> [Data]:
PR #4861, opened 2026-02-16
Enable partial-width prompt overlay with additional message-* options

taylorconor:
## Overview

Allow prompts and messages to occupy only a portion of the status bar, overlaying the normal status content rather than replacing the entire line.

Currently, when the command prompt or a message is displayed, it overwrites the entire status line. This hides all window tabs and status information. With these changes, users can configure the prompt to occupy only part of the status bar (e.g. 20% right-aligned with a margin and minimum width), keeping the surrounding status content visible.

## New options

| Option              | Type    | Default      | Description                          |
|---------------------|---------|--------------|--------------------------------------|
| `message-format`    | string  | `#{message}` | Format string wrapping prompt content with decorations |
| `message-margin`    | number  | `0`          | Column offset between the message area and the status line edge determined by `message-position` |
| `message-min-width` | number  | `0`          | Minimum width of the message area in columns |
| `message-position`  | choice  | `left`       | Horizontal position (`left`, `centre`, `right`) |
| `message-width`     | string  | `100%`       | Width of prompt/message area (percentage, absolute, or `auto`) |

## Visual example

Before (current behavior) -- the entire status line is replaced by the prompt:

```
(rename-window) bash
```

After -- the prompt overlaysonly part of the status line, tabs and clock remain visible:

```
1:bash   2:bash   3:bash   4:bash                | (rename-window) bash    | Sun Feb 15  22:20
```

## Backwards compatibility

Default values (`message-width "100%"`, `message-position "left"`, `message-margin 0`, `message-min-width 0`, `message-format "#{message}"`) produce identical behavior to the current release. No visual change for users who do not configure the new options.

## Files changed

- **options-table.c** -- Register `message-format`, `message-margin`, `message-min-width`, `message-position`, and `message-width` options
- **status.c** -- Add `status_prompt_area()` geometry calculation and `status_prompt_draw_format()` decoration helper; modify `status_prompt_redraw()`, `status_message_redraw()`, `status_prompt_complete_list_menu()`, and `status_prompt_complete_window_menu()` to use constrained prompt area
- **tmux.1** -- Document the five new options

## Implementation approach

The rendering follows the existing "copy base status, then selectively overwrite" pattern. The only change is reducing the overwrite region from full-width to the computed prompt area. The `#{message}` marker in `message-format` is handled by splitting the raw format string before `format_expand_time()` so it survives expansion as a split point, then drawing the left/right decoration parts separately via `format_draw()`.

## Testing notes

- Default configuration (no new options set): identical output to current release
- `message-width 50%` + `message-position centre`: tabs visible on both sides of prompt
- `message-width 50%` + `message-position right` + `message-margin 20`: prompt inset from right edge
- `message-width 20%` + `message-min-width 30`: area clamps to 30 columns on narrow percentages
- Long input with constrained width: existing scroll logic works within the narrower area
- Tab completion menus: correctly offset by prompt area position
- `message-width auto`: sizes to content, rounds to 10-column increments
- `message-format` with `#[style]` directives: powerline arrows render correctly
- Works with `status-position top/bottom`, multi-line status bar, and `status off`

### DIFF
--- a/options-table.c
+++ b/options-table.c
@@ -733,7 +733,10 @@ const struct options_table_entry options_table[] = {
 	{ .name = "message-format",
 	  .type = OPTIONS_TABLE_STRING,
 	  .scope = OPTIONS_TABLE_SESSION,
-	  .default_str = "#[#{E:message-style}]#{message}",
+	  .default_str = "#[#{?#{command_prompt},"
+		  "#{E:message-command-style},"
+		  "#{E:message-style}}]"
+		  "#{message}",
 	  .text = "Format string for the prompt and message area. "
 		  "The '#{message}' placeholder is replaced with the content."
 	},
--- a/options-table.c
+++ b/options-table.c
@@ -44,9 +44,6 @@ static const char *options_table_status_list[] = {
 static const char *options_table_message_line_list[] = {
 	"0", "1", "2", "3", "4", NULL
 };
-static const char *options_table_message_position_list[] = {
-	"left", "centre", "right", NULL
-};
 static const char *options_table_status_keys_list[] = {
 	"emacs", "vi", NULL
 };
@@ -726,7 +723,7 @@ const struct options_table_entry options_table[] = {
 	{ .name = "message-command-style",
 	  .type = OPTIONS_TABLE_STRING,
 	  .scope = OPTIONS_TABLE_SESSION,
-	  .default_str = "bg=black,fg=yellow",
+	  .default_str = "bg=black,fg=yellow,fill=black",
 	  .flags = OPTIONS_TABLE_IS_STYLE,
 	  .separator = ",",
 	  .text = "Style of the command prompt when in command mode, if "
@@ -736,7 +733,7 @@ const struct options_table_entry options_table[] = {
 	{ .name = "message-format",
 	  .type = OPTIONS_TABLE_STRING,
 	  .scope = OPTIONS_TABLE_SESSION,
-	  .default_str = "#{message}",
+	  .default_str = "#[#{E:message-style}]#{message}",
 	  .text = "Format string for the prompt and message area. "
 		  "The '#{message}' placeholder is replaced with the content."
 	},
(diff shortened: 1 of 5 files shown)


nicm:
I like the idea but I think this should be expressed through styles and not options, we are trying to move away from multiple options for styling the same thing. It would be better to make it so the message is drawn on top of the existing status line as standard and  `message-style` (or `message-format`) must contain a `fill` directive if it is to be cleared (the default can do this).

nicm:
What I'm suggesting would mean it could work like `status-format` and the default `message-format` could be something like:
~~~~
#[#{E:message-style}]#{message}
~~~~
And `message-style` something like:
~~~~
align=left fill=yellow bg=yellow
~~~~
If you want the ability to set the width I suggest adding a `width` directive for styles. This could take either a fixed width (<= max available) or a %.

taylorconor:
Thanks for the feedback! I've reworked the approach as suggested.

Here's the changes in the updated commit:

- **Removed** `message-width`, `message-position`, `message-margin`, and `message-min-width` options entirely. Width and position are now expressed through style directives on `message-style`.

- **Added percentage support to the `width` style directive** (`width=50%`), so `message-style` can set either a fixed width or a percentage of available space.

- **Changed the default `message-format`** to `#[#{E:message-style}]#{message}`, so the format references the style directly.

- **Added `fill` to the default `message-style`** (`bg=yellow,fg=black,fill=yellow`) and `message-command-style` (`bg=black,fg=yellow,fill=black`). The message is now always drawn on top of the existing status line, and the `fill` directive controls whether the background is cleared. Removing `fill` from the style would leave the status bar content visible behind the message text.

- **The `align` directive on `message-style`** controls horizontal position (`left`, `centre`, `right`) of the prompt area within the status line.

Example configuration for a centered half-width prompt:

```
set -g message-style "bg=yellow,fg=black,fill=yellow,align=centre,width=50%"
```

The `message-format` option is still available for adding decorations (powerline arrows etc.) around `#{message}`, but the geometry is entirely driven by the style.

nicm:
This looks good, but it has your neighbour stuff as well, could you take that out? (Need to take a look at that when I have time, sorry for delay...)

taylorconor:
Oops my bad. Rebased!

nicm:
The code looks good but I don't like how this is building the screen based on information that is not in the format.

If you want part of the text to be on the right you should have to say `#[align=right]`. I don't think having it mysteriously infer what is left and what is right based on where it is relative to `#{message}` is intuitive.

Similarly, why do you need to pull `fill` out of `message-style`? What happens if I set `message-format` to `#[fill=blue]#{message}` instead? Ideally `message-style` should not be checked in C code but instead embedded in `message-format` as something like `#[#{?command_mode,#{E:message-command-style},#{E:message-style}}]`.

I think there should only be one `format_draw` call and it should take care of everything, it already understands how to align to left and right. Take a look at `status.c:453` - it sets up the screen, then calls `format_draw` to draw the entire status line. Can we not do the same for this? Except instead of clearing the status line, we start by copying the existing one to draw the message on top.

It may need some tweaks to the formats to handle width - it may need to differentiate between "available width" (the total draw area) and the width the user wants (ie "width=X"). I can't remember how that is handled right now...

taylorconor:
Ok, I've reworked this to use a single `format_draw` call for both messages and prompts, following the same pattern as the status line drawing (copy existing screen, then format_draw on top).

The style is now embedded in message-format as a conditional `(#[#{?#{command_prompt},#{E:message-command-style},#{E:message-style}}]#{message})`, so `message-style` is not checked in C code for fill or style selection. `status_prompt_draw_format` and the left/right decoration inference are removed -- if you want right-aligned content, you use `#[align=right]` in the format. Width and align from `message-style` still control the area geometry (position and available width passed to `format_draw`), which I think is needed since `format_draw` doesn't currently distinguish between available width and desired width.

Let me know fi this satisfies the concern; I'm happy to adjust if you'd prefer it gets handled differently!

nicm:
I like this a lot. One thing - in `status_prompt_redraw` there is:
~~~~
        if (c->prompt_mode == PROMPT_COMMAND)
                stylename = "message-command-style";
        else
                stylename = "message-style";
~~~~
Is this still needed? Could the default always be `grid_default_style` since it will be replaced by the option?

taylorconor:
Ok! I removed the `message-command-style`/`message-style` selection in `status_prompt_redraw` (and the equivalent `style_apply` in `status_message_redraw`) and replaced both with `grid_default_cell`, since `message-format` already embeds the style via `#{?#{command_prompt},#{E:message-command-style},#{E:message-style}}`.

nicm:
Looks good and works well for me. Applied to OpenBSD now, will be in GitHub later. Thanks!

ccjmne:
Consider this `tmux` configuration:

```tmux
set -g message-style 'fg=white'
```

(that's all of it, nothing else needed for my example)

This previously valid entry would now cause the command prompt to be overlaid on top of the status bar, rather than (visually) replace it.

A solution is to add, for instance, `fill=black`.
**Is it *the most appropriate solution*?**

> [Prompt]: Search the entries for the word "Thanks", then gather every line that has it.

> [Your solution]:
Thanks for the feedback! I've reworked the approach as suggested.
Looks good and works well for me. Applied to OpenBSD now, will be in GitHub later. Thanks!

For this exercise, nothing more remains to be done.